▶ **Task details**
The string "linting" may appear in lines of the entries below. Report how many lines hold it, with only the number.

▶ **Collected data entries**
################
PR #27, opened 2023-06-20
👷(backend) Use astral-sh/ruff to make linting faster and simpler

### LINKED ISSUE #23: 👷(backend) Use astral-sh/ruff to make linting faster and simpler
## Feature Request

It would be nice to make the lint tasks in the ci and the Makefile be simpler and faster by introducing [ruff](https://github.com/astral-sh/ruff)

 Introduce [ruff](https://github.com/astral-sh/ruff) and use it to replace isort, flake8, pycodestyle and bandit.
we would keep ruff, black and mypy as [recommended by fastapi creator](https://twitter.com/tiangolo/status/1668026959668862977?s=20).

Check out the [ruff](https://github.com/astral-sh/ruff) readme. We'll use the `ruff check` command and configure the tool in *core/pyproject.toml*

Yes.

lebrunthibault:
## Purpose

Introduce ruff and use it to replace isort, flake8, pycodestyle and bandit by configuring it through pyproject.toml
This change might not be iso but should be close and brings a considerable speed improvement to the make lint command

## Proposal
Install ruff and activate checks to match at best previous linters
Do not activate all checks so we can still make ruff stricter.

Ruff current rule list can be found here : https://beta.ruff.rs/docs/rules/#pygrep-hooks-pgh

- [x] Add the astral-sh/ruff dev dependency 
- [x] Configure ruff so as to replace previous linters.
- [x] Add a lint-ruff-fix command to fix ruff errors automatically

closes #23


lebaudantoine (approved):

src/backend/core/pyproject.toml
```diff
@@ -107,5 +102,30 @@ testpaths = [
     "tests",
 ]
 
-[tool.bandit]
-exclude_dirs = ["tests",]
+[tool.ruff]
+fix = true
```
jmaupetit, line 106: I would prefer having a warning and use the CLI to fix it when I decide.

src/backend/core/pyproject.toml
```diff
@@ -107,5 +102,30 @@ testpaths = [
...
+]
+
+# Same as Black.
+line-length = 88
+
+# Assume Python 3.8.
+target-version = "py38"
+
+[tool.ruff.per-file-ignores]
+"*/tests/*" = ["S101"]
```
jmaupetit, line 127: Can you comment which rule you choose to ignore.

src/backend/core/pyproject.toml
```diff
@@ -107,5 +102,30 @@ testpaths = [
...
+# Enumerate all fixed violations.
+show-fixes = true
+
+select = [
+    "D",  # pydocstyle
+    "E",  # pycodestyle error
+    "F",  # Pyflakes F
+    "I",  # Isort
+    "S",  # bandit,
+    "W",  # pycodestyle warning
```
jmaupetit, line 117: I think we need to discuss this in comparison to popular projects using it. I think it's worth to add Pylint checks.

jmaupetit (commented):
Smart move!

Don't forget to remove the `src/backend/.pylintrc` configuration file!

src/backend/core/pyproject.toml
```diff
@@ -107,5 +102,30 @@ testpaths = [
...
+]
+
+# Same as Black.
+line-length = 88
```
wilbrdt, line 121:
```suggestion
```
We could probably ignore it if already supported by Black?

src/backend/core/pyproject.toml
lebrunthibault: - [fastapi](https://github.com/tiangolo/fastapi/blob/master/pyproject.toml) 
```
select = [
    "E",  # pycodestyle errors
    "W",  # pycodestyle warnings
    "F",  # pyflakes
    "I",  # isort
    "C",  # flake8-comprehensions
    "B",  # flake8-bugbear
]
ignore = [
    "E501",  # line too long, handled by black
    "B008",  # do not perform function calls in argument defaults
    "C901",  # too complex
]
```

- [airflow](https://github.com/apache/airflow/blob/main/pyproject.toml)
```
extend-select = [
    "I", # Missing required import (auto-fixable)
    "UP", # Pyupgrade
    "RUF100", # Unused noqa (auto-fixable)

    # implicit single-line string concatenation
    "ISC001",
    # We ignore more pydocstyle than we enable, so be more selective at what we enable
    "D101",
    "D106",
    "D2",
    "D3",
    "D400",
    # "D401", # Not enabled by ruff, but we don't want it
    "D402",
    "D403",
    "D412",
    "D419"
]
extend-ignore = [
    "D203",
    "D205",
    "D212",
    "D213",
    "D214",
    "D215",
    "E731",
]
```

[pandas](https://github.com/pandas-dev/pandas/blob/main/pyproject.toml)
```
select = [
  # pyflakes
  "F",
  # pycodestyle
  "E", "W",
  # flake8-2020
  "YTT",
  # flake8-bugbear
  "B",
  # flake8-quotes
  "Q",
  # flake8-debugger
  "T10",
  # flake8-gettext
  "INT",
  # pylint
  "PLC", "PLE", "PLR", "PLW",
  # misc lints
  "PIE",
  # flake8-pyi
  "PYI",
  # tidy imports
  "TID",
  # implicit string concatenation
  "ISC",
  # type-checking imports
  "TCH",
  # comprehensions
  "C4",
  # pygrep-hooks
  "PGH",
  # Ruff-specific rules
  "RUF",
]

ignore = [
  # space before : (needed for how black formats slicing)
  # "E203",  # not yet implemented
  # module level import not at top of file
  "E402",
  # do not assign a lambda expression, use a def
  "E731",
  # line break before binary operator
  # "W503",  # not yet implemented
  # line break after binary operator
  # "W504",  # not yet implemented
  # controversial
  "B006",
  # controversial
  "B007",
  # controversial
  "B008",
  # setattr is used to side-step mypy
  "B009",
  # getattr is used to side-step mypy
  "B010",
  # tests use assert False
  "B011",
  # tests use comparisons but not their returned value
  "B015",
  # false positives
  "B019",
  # Loop control variable overrides iterable it iterates
  "B020",
  # Function definition does not bind loop variable
  "B023",
  # Functions defined inside a loop must not use variables redefined in the loop
  # "B301",  # not yet implemented
  # Only works with python >=3.10
  "B905",
  # Too many arguments to function call
  "PLR0913",
  # Too many returns
  "PLR0911",
  # Too many branches
  "PLR0912",
  # Too many statements
  "PLR0915",
  # Redefined loop name
  "PLW2901",
  # Global statements are discouraged
  "PLW0603",
  # Docstrings should not be included in stubs
  "PYI021",
  # No builtin `eval()` allowed
  "PGH001",
  # compare-to-empty-string
  "PLC1901",
  # Use typing_extensions.TypeAlias for type aliases
  # "PYI026",  # not yet implemented
  # Use "collections.abc.*" instead of "typing.*" (PEP 585 syntax)
  # "PYI027",  # not yet implemented
  # while int | float can be shortened to float, the former is more explicit
  # "PYI041",  # not yet implemented

  # Additional checks that don't pass yet
  # Useless statement
  "B018",
  # Within an except clause, raise exceptions with ...
  "B904",
  # Magic number
  "PLR2004",
  # Consider `elif` instead of `else` then `if` to remove indentation level
  "PLR5501",
  # ambiguous-unicode-character-string
  "RUF001",
  # ambiguous-unicode-character-docstring
  "RUF002",
  # ambiguous-unicode-character-comment
  "RUF003",
  # collection-literal-concatenation
  "RUF005",
  # pairwise-over-zipped (>=PY310 only)
  "RUF007",
  # explicit-f-string-type-conversion
  "RUF010"
]
```

lebrunthibault: image

lebrunthibault: I propose we add B, C, RUF100 and ISC to be thorough ? That would make the config stronger than most projects probably but the tool is fast anyways

jmaupetit (approved):
Let's test it!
################
▶ **Solution for this problem**
2